*Task objective:* Every record that follows must be set down word for word.

*Source material:*

# # # # # # #

PR #287, opened 2015-10-09
bcf_write: sync dirty header before writing

mcshane:
* const has been removed... is that okay?
* Fixes samtools/bcftools#332


jkbonfield:
Looks fine to me.  As mentioned it removes the const, but this is necessary in order to fix the header.  The change also fixes a FIXME and given the already existing check for h->dirty it doesn't add any extra code paths other than the fixup itself.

# # # # # # #

*Result of the task:*
PR #287, opened 2015-10-09
bcf_write: sync dirty header before writing

mcshane:
* const has been removed... is that okay?
* Fixes samtools/bcftools#332


jkbonfield:
Looks fine to me.  As mentioned it removes the const, but this is necessary in order to fix the header.  The change also fixes a FIXME and given the already existing check for h->dirty it doesn't add any extra code paths other than the fixup itself.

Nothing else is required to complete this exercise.